Releases: googlegenomics/gcp-variant-transforms
Releases · googlegenomics/gcp-variant-transforms
Release v0.5.0
Main changes since last release:
- BigQuery to VCF (alpha release): Generate VCF files from any BigQuery table generated using Variant Transforms. This can be useful when working with tools that only operate on VCF files. The available options enable generating small files (e.g. by specifying genomic regions of interest or a subset of samples) to very large files (e.g. exporting an entire BigQuery table as a VCF file).
- Annotation type inference: By default, all annotation fields are loaded as strings. Simply add
--infer_annotation_types
and the pipeline will automatically infer field types from the annotation content.
Release v0.4.2
Patch release that mostly has usability improvements (failing on unrecognized/incompatible flags and additional logging in case of failures). Also includes a small fix for --optimize_for_large_inputs
when partitioning is not requested.
Release v0.4.1
This is a patch release that makes the following improvements:
- The validator/preprocessor tool now catches more mismatch issues between VCF headers and variant records, e.g., type and Number mismatches (Issue #258).

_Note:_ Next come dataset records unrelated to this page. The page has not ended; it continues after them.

PR #3144, opened 2024-01-22
Add commands to get index of booted, pending and previous deployments

p5:
Closes #3142 

Right now, it's difficult to pin the current deployment without needing to look into the output of some other tooling (like rpm-ostree) to get the index of each deployment.  This index also is not consistent - the current deployment could be 0 when you first boot the system then 1 shortly after. 

This change makes it easy to get the index of the current or future deployment so it can be piped into other commands (such as ostree admin pin).

(Please note: I have not yet built or tested this PR - I am working on figuring out how to compile it)

Huge thanks to Eric for authoring this patch for me!

TODO before merge:
- [ ] Squash all commits into one
- [ ] Get confirmation for flag descriptions & man pages
- [x] Confirm the new functionality works locally

Co-authored-by: Eric Curtin <ecurtin@redhat.com>

PR #3146, opened 2024-01-24
admin/pin: Add commands to pin booted, pending and rollbacks deployments

ericcurtin:
Add new commands to pin the current, staged and previous deployment for
use in automation and scripting. Right now, it's difficult to pin the
current deployment without needing to look into the output of some other
tooling (like rpm-ostree) to get the index of each deployment. This
index also is not consistent - the current deployment could be 0 when
you first boot the system then 1 shortly after. This change makes it
easy to pin the current or future deployment.

Co-authored-by: Robert Sturla <robertsturla@outlook.com>
Signed-off-by: Eric Curtin <ecurtin@redhat.com>

### DIFF
--- a/src/ostree/ot-admin-builtin-pin.c
+++ b/src/ostree/ot-admin-builtin-pin.c
@@ -31,6 +31,53 @@ static gboolean opt_unpin;
 static GOptionEntry options[]
     = { { "unpin", 'u', 0, G_OPTION_ARG_NONE, &opt_unpin, "Unset pin", NULL }, { NULL } };
 
+static gint64
+get_deployment_index_for_type (OstreeSysroot *sysroot, const char *deploy_index_str)
+{
+  g_autoptr (GPtrArray) deployments = ostree_sysroot_get_deployments (sysroot);
+  OstreeDeployment *booted_deployment = ostree_sysroot_get_booted_deployment (sysroot);
+  if (booted_deployment && deploy_index_str[0] == 'b')
+    return ostree_deployment_get_index (booted_deployment);
+
+  g_autoptr (OstreeDeployment) pending_deployment = NULL;
+  g_autoptr (OstreeDeployment) rollback_deployment = NULL;
+  if (booted_deployment)
+    ostree_sysroot_query_deployments_for (sysroot, NULL, &pending_deployment, &rollback_deployment);
+
+  if (pending_deployment && deploy_index_str[0] == 'p')
+    return ostree_deployment_get_index (pending_deployment);
+  else if (rollback_deployment && deploy_index_str[0] == 'r')
+    return ostree_deployment_get_index (rollback_deployment);
+
+  return -1;
+}
+
+static gboolean
+do_pinning (OstreeSysroot *sysroot, const gint64 deploy_index, GError **error)
+{
+  g_autoptr (OstreeDeployment) target_deployment
+      = ot_admin_get_indexed_deployment (sysroot, deploy_index, error);
+  if (!target_deployment)
+    return FALSE;
+
+  const gboolean current_pin = ostree_deployment_is_pinned (target_deployment);
+  const gboolean desired_pin = !opt_unpin;
+  if (current_pin == desired_pin)
+    {
+      g_print ("Deployment %lld is already %s\n", (long long int)deploy_index,
+               current_pin ? "pinned" : "unpinned");
+      return TRUE;
+    }
+  else if (ostree_sysroot_deployment_set_pinned (sysroot, target_deployment, desired_pin, error))
+    {
+      g_print ("Deployment %lld is now %s\n", (long long int)deploy_index,
+               desired_pin ? "pinned" : "unpinned");
+      return TRUE;
+    }
+
+  return FALSE;
+}
+
 gboolean
 ot_admin_builtin_pin (int argc, char **argv, OstreeCommandInvocation *invocation,
                       GCancellable *cancellable, GError **error)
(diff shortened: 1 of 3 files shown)


ericcurtin:
Linked to https://github.com/ostreedev/ostree/pull/3144 , must complete man pages.

cgwalters (commented):
I'm OK with this, but how about extending our syntax to accept an integer *or* `booted|pending|rollback`?  IOW it'd just be

```
ostree admin pin rollback
```

ericcurtin:
@cgwalters ok, I'll just change it to a string comparison, it will be 95% the same code

ericcurtin:
This one is ready for review

src/ostree/ot-admin-builtin-pin.c
```diff
@@ -28,9 +28,74 @@
...
+} OstreeDeploymentType;
+
 static GOptionEntry options[]
     = { { "unpin", 'u', 0, G_OPTION_ARG_NONE, &opt_unpin, "Unset pin", NULL }, { NULL } };
 
+static gint64
+get_deployment_index (const OstreeDeployment *target_deployment, const GPtrArray *deployments)
+{
+  for (gint i = 0; i < deployments->len; ++i)
+    if (deployments->pdata[i] == target_deployment)
```
cgwalters, line 46: BTW our style generally prefers braces `{` in these types of cases, really braceless is only for a simple `if`, but this is irrelevant per above

src/ostree/ot-admin-builtin-pin.c
```diff
@@ -54,32 +119,23 @@ ot_admin_builtin_pin (int argc, char **argv, OstreeCommandInvocation *invocation
       char *endptr = NULL;
 
       errno = 0;
-      const guint64 deploy_index = g_ascii_strtoull (deploy_index_str, &endptr, 10);
+      gint64 deploy_index = g_ascii_strtoull (deploy_index_str, &endptr, 10);
       if (*endptr != '\0')
-        return glnx_throw (error, "Invalid index: %s", deploy_index_str);
-      if (errno == ERANGE)
+        {
+          if (!g_strcmp0 (deploy_index_str, "booted"))
```
cgwalters, line 125: Hmm I'd say we should check the string values first, and then only fall back to trying to parse as an integer.

src/ostree/ot-admin-builtin-pin.c
```diff
@@ -28,9 +28,74 @@
...
+  OSTREE_DEPLOYMENT_BOOTED = 1,
+  OSTREE_DEPLOYMENT_PENDING = 2,
+  OSTREE_DEPLOYMENT_ROLLBACK = 3
+} OstreeDeploymentType;
+
 static GOptionEntry options[]
     = { { "unpin", 'u', 0, G_OPTION_ARG_NONE, &opt_unpin, "Unset pin", NULL }, { NULL } };
 
+static gint64
+get_deployment_index (const OstreeDeployment *target_deployment, const GPtrArray *deployments)
```
cgwalters, line 43: This is just `ostree_deployment_get_index`

src/ostree/ot-admin-builtin-pin.c
```diff
@@ -54,32 +119,23 @@ ot_admin_builtin_pin (int argc, char **argv, OstreeCommandInvocation *invocation
...
-        return glnx_throw (error, "Invalid index: %s", deploy_index_str);
-      if (errno == ERANGE)
+        {
+          if (!g_strcmp0 (deploy_index_str, "booted"))
+            deploy_index = get_deployment_index_for_type (sysroot, OSTREE_DEPLOYMENT_BOOTED);
+          else if (!g_strcmp0 (deploy_index_str, "pending"))
+            deploy_index = get_deployment_index_for_type (sysroot, OSTREE_DEPLOYMENT_PENDING);
+          else if (!g_strcmp0 (deploy_index_str, "rollback"))
+            deploy_index = get_deployment_index_for_type (sysroot, OSTREE_DEPLOYMENT_ROLLBACK);
+
```
cgwalters, line 131: Feels like we should do something to explicitly handle the notfound aka `-1` case here?  Like:

```
if (deploy_index < 0)
  return glnx_throw (error, "Deployment type not found: %s", deploy_index_str);
```

ericcurtin: It's already handled inside ot_admin_get_indexed_deployment function, so I didn't worry about handling it again, but we can handle it here also if needs be.

src/ostree/ot-admin-builtin-pin.c
ericcurtin: Sure...

src/ostree/ot-admin-builtin-pin.c
ericcurtin: Add both to for and if I assume?

src/ostree/ot-admin-builtin-pin.c
ericcurtin: SGTM

ericcurtin: I should call this `ostree_match_deployment`, thanks for pointing this out, there's another very similarly named function...

src/ostree/ot-admin-builtin-pin.c
cgwalters: That will tell the user `error: Invalid index -1` which seems much less friendly than `error: Deployment type not found: rollback` right?

src/ostree/ot-admin-builtin-pin.c
cgwalters: The sort of vague unspecified rule I follow is that if you have any conditional/looping instructions that nest, then use braces at least on the outer one. 

So
```
for (...) {
  if (something)
    return i;
}
```
is OK too.  The rationale behind this is the same as that for [-Wmisleading-indentation](https://developers.redhat.com/blog/2016/02/26/gcc-6-wmisleading-indentation-vs-goto-fail?source=sso).

src/ostree/ot-admin-builtin-pin.c
ericcurtin: I see what you mean now, will use that function

ericcurtin:
Looks like an unrelated build failure maybe :shrug:

cgwalters (approved):

cgwalters:
For some reason `iso-live-login.uefi-secure` is flaky.

PR #3147, opened 2024-01-26
generator: Exit if there's no `/run/ostree`

cgwalters:
Currently if run in a container image under systemd, we will incorrectly synthesize a `var.mount` unit even if `ostree-prepare-root` hasn't run.

The comment here said why we didn't do that before, but that's for the really legacy embedded-only "ostree-prepare-root-static" path, and even then I'm pretty sure it was wrong because the generator here only runs in the *real* root, and we should have `/run/ostree` at that point.


ericcurtin (approved):

jlebon:
Follow-up on this in https://github.com/ostreedev/ostree/pull/3158.

PR #3149, opened 2024-01-31
composefs: Bump composefs max version to 1

alexlarsson:
This generates the new format for whiteout markers which was added in  6.8 (and which will be backported to 6.7). Without this whiteouts  will not work anymore.
    
This is a slight format change, but will only affect ostree commits that already were broken (i.e that had whiteouts), and since the composefs code is still marked experimental I think it is fine to do this without introducing another format version on the ostree side.


cgwalters (approved):

alexlarsson:
@cgwalters Is this supposed to be auto-merged with the override? It doesn't seem to be.

Issue #3330, opened 2024-10-30
composefs: Don't verify checksum if !target-fsverity


cgwalters:
A long time ago we changed rpm-ostree to default to adding composefs metadata. I hadn't noticed at the time how expensive that is if the build system doesn't have verity enabled which is going to be the common case, which is its own issue. But build time performance here isn't as relevant as client side, and the semantics.

In https://github.com/ostreedev/ostree/pull/3326 I changed things so we only add the verity digest in the generated composefs if we have it.

In the original version of that patch that broke `checkout --composefs` in the !verity case when we have an expected digest in the commit (as every rpm-ostree generated commit will have).

Obviously bigger picture we have a mess here because the bootc based testing isn't using this flow as it's doing a client side commit and deployment from that.

In the immediate short term I think I want to back out adding the composefs metadata to rpm-ostree by default, but that's a different thing.

On the ostree side here I think we should just stop checking the generated composefs when we're !verity because there's no integrity here.

I'm thinking we should never do "add fsverity if it exists" into the composefs as that previous PR was doing; either it's enabled or it's not, and half-measures are broken.

PR #3331, opened 2024-10-30
checkout: Only verify digest if repo requires fsverity

cgwalters:
Fixes a regression from the previous commit; in
the case where the target repo doesn't have composefs in signed mode there's no reason to verify the digest at checkout time because we aren't verifying it at boot time either.

The regression is in cases that use rpm-ostree e.g. where as of recently we unconditionally add the composefs digest, but for e.g. FCOS we aren't deploying with fsverity enabled.

Closes: https://github.com/ostreedev/ostree/issues/3330


cgwalters:
For the record apparently the reason this got through FCOS CI is because https://github.com/ostreedev/ostree/pull/3326 landed literally *just before* the switch to f41 where composefs is enabled by default there.

But CI on this PR should run through with composefs enabled for FCOS.

jmarrero (approved):
/lgtm

jmarrero (changes requested):
code lgtm, but still test is complaining.

cgwalters:
Some of the test failures here are unrelated to this PR, it just also happens to be the first one after the FCOS default switch.

I put one test update in https://github.com/ostreedev/ostree/pull/3332

jmarrero (approved):
ok, lgtm. Looking at the test next.

PR #3333, opened 2024-10-31
tests: Work around GPG 2.2.45 error behaviour when revoking an expired key

smcv:
In GPG 2.2.45, a diagnostic message about the only trusted key having already expired causes this import to produce exit status 2, but the import still succeeds (the key is still revoked).

Bug: https://dev.gnupg.org/T7351  
Bug-Debian: https://bugs.debian.org/1086140


cgwalters (approved):
Thanks!

PR #3334, opened 2024-11-04
prepare-root: Fix composefs docs

cgwalters:
In practice in ostree-sysroot-deploy.c we only react to having `composefs = yes`; the docs mention `maybe` but that never did anything.

The value is wrong in the code too, but I'm not touching that here to avoid conflating changes - the main thing to fix is the docs because here `maybe == no`.


jmarrero (approved):
lgtm

Issue #3339, opened 2024-11-14
FS_IOC_MEASURE_VERITY ioctl can read into an unaligned buffer


smcv:
While updating from 2024.8 to 2024.9 in Debian, I noticed that the composefs code saves the result of an FS_IOC_MEASURE_VERITY ioctl into `char buf[sizeof (struct fsverity_digest) + OSTREE_SHA256_DIGEST_LEN]`, and dereferences that pointer via `(struct fsverity_digest *)&buf`.

If I understand alignment requirements correctly, that cast is not necessarily safe, because `struct fsverity_digest` starts with a `__u16` which (on at least some architectures) requires "natural" 2-byte alignment, but a `char[]` is not guaranteed to have any specific alignment.

This might also violate Standard C aliasing rules (I think optimizing compilers are allowed to assume that a `struct fsverity_digest *` does not alias an array of a different type), but I'm not 100% sure whether the exception that is made in the standard for `char *` applies here.

Possible solutions that I can see:

1. use a `union { struct fsverity_digest; char[...]; }` which is aligned to the stricter requirement of the `struct fsverity_digest` but has enough space for the larger `char[]`, which solves both the alignment and the aliasing
2. use the `char[]`, but with `alignas(struct fsverity_digest)` to ensure it is correctly aligned; this does not solve the aliasing but perhaps that isn't a problem because `char *` has special rules
3. have the ioctl write into a `char[]`, then `memcpy` out the `struct fsverity_digest` into a correctly-aligned variable

The union seems simplest and most obviously-correct.

cgwalters:
> While updating from 2024.8 to 2024.9 in Debian, I noticed that the composefs code

But were you running a static analyzer? Just perusing `git diff`?

smcv:
> Just perusing git diff?

Yes. This is a dependency of the component I'm actually interested in (Flatpak), so I try to be a responsible maintainer, but there's a rather small limit to how much time and resources I can spend on libostree - especially the parts that Flatpak doesn't make use of.

libcompose is an optional dependency of a dependency of the component I'm actually interested in, and as far as I can tell is only useful for use-cases that are orthogonal to the one I'm interested in, so I don't have the time and resources available to package it for Debian. Sorry, I wish I had more hours in a day, but I don't!

cgwalters:
> Yes. This is a dependency of the component I'm actually interested in (Flatpak), so I try to be a responsible maintainer,

And thank you for all your work there!

[...]

PR #3340, opened 2024-11-14
composefs: Ensure buffer is suitably aligned for struct fsverity_digest

smcv:
struct fsverity_digest starts with a __u16, so it will normally require 16-bit alignment, which is not guaranteed for a char array.

Resolves: https://github.com/ostreedev/ostree/issues/3339

---

This is untested: sorry, I don't currently have any filesystems with fsverity enabled.

### DIFF
--- a/src/libostree/ostree-repo-composefs.c
+++ b/src/libostree/ostree-repo-composefs.c
@@ -327,19 +327,22 @@ checkout_one_composefs_file_at (OstreeRepo *repo, OtTristate verity, const char 
            * This is the typical case when we're pulled into the target
            * system repo with verity on and are recreating the composefs
            * image during deploy. */
-          char buf[sizeof (struct fsverity_digest) + OSTREE_SHA256_DIGEST_LEN];
+          union
+            {
+              struct fsverity_digest d;
+              char buf[sizeof (struct fsverity_digest) + OSTREE_SHA256_DIGEST_LEN];
+            } result;
           guchar *known_digest = NULL;
 
           if (G_IS_UNIX_INPUT_STREAM (input))
             {
               int content_fd = g_unix_input_stream_get_fd (G_UNIX_INPUT_STREAM (input));
-              struct fsverity_digest *d = (struct fsverity_digest *)&buf;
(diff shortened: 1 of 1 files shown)


smcv:
On closer inspection, I don't have libcomposefs in my build environment either ([we don't have it in Debian yet](https://bugs.debian.org/cgi-bin/bugreport.cgi?bug=1064457) and I don't have enough mental bandwidth to be responsible for it) so I'm doing this completely blind. (Thanks, CI!)

cgwalters:
Thanks for this! What I'd hoped to do is land https://github.com/containers/composefs/pull/394 and then we can switch to it.

Now the point that arises here is that the libcomposefs code is doing the same thing.

Of course fsverity-utils has a different copy of this code; it seems to heap allocate https://github.com/ebiggers/fsverity-utils/blob/2543e6e5037c0b1b448282c2793f8a6ce8b12d71/programs/cmd_measure.c#L47
which I think means it's always aligned properly.

Hmm anyways I think you're right. So I will also update the composefs code.

cgwalters:
> This is untested: sorry, I don't currently have any filesystems with fsverity enabled.

It's pretty easy to make a temporary loopback, no? Not to mention temporary VMs.

cgwalters (approved):

cgwalters:
We also should double check the alignment for https://github.com/containers/composefs-rs/blob/7571eb0dd5789f84cfb1515e0a0b4f3ab603f17d/src/fsverity/ioctl.rs#L60

smcv:
> it seems to heap allocate

As per Standard C, that should be sufficiently well-aligned for any built-in type, so that's fine. It's stack and static allocations that are the usual problem with alignment.

> It's pretty easy to make a temporary loopback, no? Not to mention temporary VMs.

I'm sure that's pretty easy if you have an immutable/image-based OS and a basic knowledge of how fsverity works; but, sorry, I have neither of those things, and my time is already spread more thinly than I can really cope with, so there's a pretty low limit to how much "can't you just" I am able to add here.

- Support for running VEP on GRCh37 based VCF files is added (Issue #201).
- A fix in the HTTP request retry logic of google-api-python-client is integrated (details).
Release v0.4.0
Main changes since last release:
- Native annotation support: Annotate and import VCF files to BigQuery through a single command that uses our newly published VEP v91 docker image and GRCh38 cache! Check out the documentation for more details.
- Native partitioning support: Partition the BigQuery output into any number of (configurable) smaller tables based on chromosome and/or regions. This feature can be used to reduce query cost for large tables especially in applications where particular regions are more heavily queried than others.
- Automatic BigQuery schema update on appends: Append data to existing tables even if the BigQuery schema is different (but still compatible) and the schema is automatically updated in such cases.
Release v0.3.0
Main changes since last release:
- VCF validator/preprocessor: this is a lightweight tool that can be used to validate the VCF files and check for any inconsistencies in the data prior to loading the full VCF to BigQuery pipeline. Check out the documentation for more details.
- Robustness improvements: several new features to enhance robustness of Variant Transforms when dealing with malformed/incomplete data such as setting custom headers when parsing and more accurate header inference in case of missing headers.
- Performance improvements: optimizations for merging variants and writing to BigQuery when loading very large inputs (>5TB, >30B variants).
- Annotation enhancements (experimental): added support to run VEP natively as part of the pipeline using pre-built docker image and cache files. Check out the documentation for more details.
Release v0.2.0
First release checkpoint of Variant Transforms! Main features of this release:
- Highly scalable import of VCF files to BigQuery (500K+ files, TBs of data)
- Robust import functions (see
--infer_undefined_headers
and--allow_incompatible_records
) - Annotation support (experimental). Add
--annotation_fields
when running the pipeline. - See README and documents under the
/docs
folder for more details.
P.S. We're starting from 0.2.0 instead of 0.1.0 as the initial version at launch should have been 0.1.0.